**WORK INSTRUCTIONS:** Check each line of the data for the string "accept". Report how many have it, and give nothing else.

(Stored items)

--- START ---

PR #6919, opened 2026-06-26
fix(l1): accept v1 blob sidecars pre-osaka and relax pooled-tx size check

ElFantasma:
**Motivation**

The `devp2p` hive suite (`TestBlobTxWithoutSidecar`, `TestBlobTxWithMismatchedSidecar`) started failing main-wide with "unexpected disconnect". The trigger is go-ethereum [#35191](https://github.com/ethereum/go-ethereum/pull/35191) ("V0 Blob Sidecar Support Removal"), which makes geth always produce **v1 (EIP-7594 cell-proof)** blob sidecars — even pre-Osaka — instead of v0 (EIP-4844 blob proofs). The hive simulator builds its `devp2p` test peer from go-ethereum at image-build time, so once that picked up #35191 the peer began sending v1 sidecars, which ethrex rejected, disconnecting an otherwise-valid peer.

**Description**

Two independent issues surfaced, both on the mempool/propagation path (blob sidecars are never included in a block, so neither change affects consensus):

1. **Blob sidecar version acceptance** (`crates/common/types/blobs_bundle.rs`, `validate_cheap`): previously a fork-exact check (`v0` before Osaka, `v1` on Osaka+) rejected v1 sidecars pre-Osaka. The network is mid-migration to cell proofs and peers switch at different times, so pre-Osaka we now accept **both v0 and v1**; Osaka+ still requires v1. Updated the unit tests accordingly (`v1_sidecar_is_accepted_pre_osaka`, `v0_sidecar_is_rejected_on_osaka`).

--- END ---

**YOUR SOLUTION:** 2